Compounding with aseptic manipulations using only sterile ingredients, products and devices in ISO Class 5 or higher air quality will generally fall in a low-risk category. Without performing a sterility test, CSPs should not be stored longer than 48 hours at a controlled room temperature, 14 days in refrigerated settings or 45 days if frozen solid at -20 degrees Fahrenheit or colder.
Low-risk compounding includes using sterile needles and syringes to transfer sterile liquids from manufacturer-sealed ampules or vials to sterile devices or other sterile packages. It also covers manually mixing and measuring up to three manufactured products to create a CSP or nutritional solution.
If you compound or pool multiple doses of sterile products for administration to multiple patients or to a single patient on multiple occasions and the compounding process involves more than single-volume transfer or takes a long time (such as complete dissolution or homogenous mixing), the process will usually be considered medium-risk. Generally, medium-risk CSPs do not have broad-spectrum bacteriostatic substances and are administered over multiple days.
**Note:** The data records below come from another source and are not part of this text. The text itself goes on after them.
PR #4007, opened 2018-08-10
chore(TS): moves to use TypeScript@latest

benlesh:
Since we're doing CI against `typescript@latest` and `@next` anyhow, building against 2.8 locally doesn't make any sense.


cartant:
Bumping the TS version seems okay, but I think the Travis config will have to be updated to explicitly test against 2.8, as v6 was published as supporting that version.

Using an `@latest`-only feature would be a breaking change for many people.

Without passing a sterility test, medium-risk CSPs may be stored for 30 hours at room temperatures of 25 to 40 degrees Fahrenheit, 9 days at cold temperatures and 45 days if frozen solid and held at -20 degrees or less.
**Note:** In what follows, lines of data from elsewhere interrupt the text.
PR #5806, opened 2020-10-07
Fix Issue 4532 subscribe no longer takes subscribable, forkJoin has N-arguments typings.

benlesh:
Refactors to remove bad usage of `Subscribable` and updates the `InputObservable` type.

In the process I ended up needing to fix `mergeAll`, `concatAll` and `forkJoin`.

`bufferToggle` also had one bad dtslint test.

Related, I filed this in TS trying to figure this out: https://github.com/microsoft/TypeScript/issues/41091

### DIFF
--- a/api_guard/dist/types/operators/index.d.ts
+++ b/api_guard/dist/types/operators/index.d.ts
@@ -1,4 +1,4 @@
-export declare function audit<T>(durationSelector: (value: T) => SubscribableOrPromise<any>): MonoTypeOperatorFunction<T>;
+export declare function audit<T>(durationSelector: (value: T) => ObservableInput<any>): MonoTypeOperatorFunction<T>;
 
 export declare function auditTime<T>(duration: number, scheduler?: SchedulerLike): MonoTypeOperatorFunction<T>;
 
@@ -10,7 +10,7 @@ export declare function bufferTime<T>(bufferTimeSpan: number, scheduler?: Schedu
 export declare function bufferTime<T>(bufferTimeSpan: number, bufferCreationInterval: number | null | undefined, scheduler?: SchedulerLike): OperatorFunction<T, T[]>;
 export declare function bufferTime<T>(bufferTimeSpan: number, bufferCreationInterval: number | null | undefined, maxBufferSize: number, scheduler?: SchedulerLike): OperatorFunction<T, T[]>;
 
-export declare function bufferToggle<T, O>(openings: SubscribableOrPromise<O>, closingSelector: (value: O) => SubscribableOrPromise<any>): OperatorFunction<T, T[]>;
+export declare function bufferToggle<T, O>(openings: ObservableInput<O>, closingSelector: (value: O) => ObservableInput<any>): OperatorFunction<T, T[]>;
 
 export declare function bufferWhen<T>(closingSelector: () => ObservableInput<any>): OperatorFunction<T, T[]>;
 
@@ -63,7 +63,7 @@ export declare function concatWith<T, A extends ObservableInput<any>[]>(...other
 
 export declare function count<T>(predicate?: (value: T, index: number) => boolean): OperatorFunction<T, number>;
 
-export declare function debounce<T>(durationSelector: (value: T) => SubscribableOrPromise<any>): MonoTypeOperatorFunction<T>;
+export declare function debounce<T>(durationSelector: (value: T) => ObservableInput<any>): MonoTypeOperatorFunction<T>;
 
 export declare function debounceTime<T>(dueTime: number, scheduler?: SchedulerLike): MonoTypeOperatorFunction<T>;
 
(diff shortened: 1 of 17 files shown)


spec-dtslint/observables/forkJoin-spec.ts
```diff
@@ -99,6 +99,6 @@ describe('forkJoin([])', () => {
   });
 
   it('should force user cast for array of 6+ observables', () => {
-    const res = forkJoin([of(1, 2, 3), of('a', 'b', 'c'), of(1, 2, 3), of(1, 2, 3), of(1, 2, 3), of(1, 2, 3), of(1, 2, 3)]); // $ExpectType Observable<(string | number)[]>
+    const res = forkJoin([of(1, 2, 3), of('a', 'b', 'c'), of(1, 2, 3), of(1, 2, 3), of(1, 2, 3), of(1, 2, 3), of(1, 2, 3)]); // $ExpectType Observable<[number, string, number, number, number, number, number]>
```
kolodny, line 102: That's so cool!

api_guard/dist/types/operators/index.d.ts
```diff
@@ -169,7 +169,7 @@ export declare function merge<T, T2, T3, T4, T5, T6>(v2: ObservableInput<T2>, v3
 export declare function merge<T>(...observables: Array<ObservableInput<T> | SchedulerLike | number>): MonoTypeOperatorFunction<T>;
 export declare function merge<T, R>(...observables: Array<ObservableInput<any> | SchedulerLike | number>): OperatorFunction<T, R>;
 
-export declare function mergeAll<T>(concurrent?: number): OperatorFunction<ObservableInput<T>, T>;
+export declare function mergeAll<O extends ObservableInput<any>>(concurrent?: number): OperatorFunction<O, ObservedValueOf<O>>;
```
kolodny, line 172: Does this do the correct tuple thing?

spec-dtslint/operators/bufferToggle-spec.ts
```diff
@@ -23,7 +23,8 @@ it('should enforce types', () => {
 });
 
 it('should enforce type of openings', () => {
-  const o = of(1, 2, 3).pipe(bufferToggle('a', () => of('a', 'b', 'c'))); // $ExpectError
+  const o = of(1, 2, 3).pipe(bufferToggle('a', () => of('a', 'b', 'c'))); // $ExpectType Observable<number[]>
+  const o2 = of(1, 2, 3).pipe(bufferToggle('a', (x: number) => of('a', 'b', 'c'))); // $ExpectError
```
kolodny, line 27: Is this a regression or was it always supposed to word but limited by TS?

src/internal/observable/forkJoin.ts
```diff
@@ -1,68 +1,26 @@
...
-export function forkJoin<A, B, C, D, E, F>(
-  sources: [ObservableInput<A>, ObservableInput<B>, ObservableInput<C>, ObservableInput<D>, ObservableInput<E>, ObservableInput<F>]
-): Observable<[A, B, C, D, E, F]>;
-export function forkJoin<A extends ObservableInput<any>[]>(sources: A): Observable<ObservedValueUnionFromArray<A>[]>;
+// forkJoin(a, b, c)
+/** @deprecated Use the version that takes an array of Observables instead */
+export function forkJoin<A extends readonly unknown[]>(...sources: [...ObservableInputTuple<A>]): Observable<A>;
 
-// forkJoin({})
+// forkJoin({a, b, c})
```
kolodny, line 17: Does this type correctly? Maybe add a dtslint for this?

src/internal/observable/iif.ts
```diff
@@ -90,8 +90,8 @@ import { SubscribableOrPromise } from '../types';
  */
 export function iif<T = never, F = never>(
```
kolodny, line 91: Can you remove the ` = never` bit?

src/internal/operators/concatAll.ts
```diff
@@ -61,6 +61,6 @@ export function concatAll<R>(): OperatorFunction<any, R>;
  * @return {Observable} An Observable emitting values from all the inner
  * Observables concatenated.
  */
-export function concatAll<T>(): OperatorFunction<ObservableInput<T>, T> {
-  return mergeAll<T>(1);
+export function concatAll<O extends ObservableInput<any>>(): OperatorFunction<O, ObservedValueOf<O>> {
```
kolodny, line 64: Make sure to circle back with the Google folks to see how safe it is to change the generic here. Maybe keep this in mind for the next core meeting

kolodny (approved):

api_guard/dist/types/operators/index.d.ts
benlesh: Well, there's no tuples needed in the output... so it gets the proper union type out of the other side, yeah.

spec-dtslint/operators/bufferToggle-spec.ts
benlesh: Before `bufferToggle` was only taking `SubscribableOrPromise`, which isn't accurate. It should have been `ObservableInput`. Once that was in, `string`, which is an `Iterable`, was valid, making the above test inaccurate.

Then I added the bit to make sure the type passed to the closing selector was accurate.

src/internal/observable/iif.ts
benlesh: Let's tackle this in another pass. There's a lot of about `iif`'s type that I think is wrong.

src/internal/operators/concatAll.ts
benlesh: That's sort of the point of this major, right? To get all of the types correct. That's the breaking change.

Medium-risk compounding examples include compounded total parenteral nutrition fluids that require multiple injections, detachments and attachments of nutritional products to a device that delivers all the nutritional components to the final sterile container as well as filling injection or infusion devices with multiple sterile drug products and evacuation of air from the device reservoirs before filling.
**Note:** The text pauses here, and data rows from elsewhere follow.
PR #5814, opened 2020-10-09
docs(version-6): delete version 6 dedicated docs

niklas-wortmann:
This deletes the "migration" information from version 5 to 6. This is just affecting the version 7 docs. I also added firebase redirects pointing to a potential subdomain v6.rxjs.dev. Might need to be revisited when subdomains are in place. All the still relevant information should be in the general guide section or the WIP deprecations pages


cartant (approved):

benlesh:
@niklas-wortmann looks like this needs to be rebased.

niklas-wortmann:
rebased

PR #5816, opened 2020-10-09
Negative tests for skip, skipLast, take and takeLast

jakovljevic-mladen:
Adding tests for `skip`, `skipLast`, `take` and `takeLast` when provided with negative `count` values.


cartant (approved):
LGTM. Thanks.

Use of non-sterile ingredients or non-sterile devices usually creates a high-risk condition. Exposing sterile ingredients and devices to air quality below ISO Class 5 will create a high-risk compounding situation, as will the prolonged storage of opened or partially-used products that lack antimicrobial preservatives in an environment in less than ISO Class 5 conditions. In addition, assuming rather than verifying directly or by examining the labeling and documentation that the chemical purity and strength of bulk ingredients meet their specifications establishes a high-risk condition. In the absence of passing a sterility test, high risk compounded sterile products cannot be stored for more than 24 hours at controlled room temperature, more than three days in cold temperatures or for more than 45 days if frozen solid and held at -20 degrees Fahrenheit or less. Special care must be taken in high-risk compounding. Please refer to Chapter 797 for more details.
High-risk compounding would include making a solution that will be terminally sterilized from non-sterile bulk drug or nutrient powders or measuring or mixing sterile ingredients in a non-sterile device prior to sterilization.
- <797>ASHP Guidelines on Compounding Sterile Preparations (2014).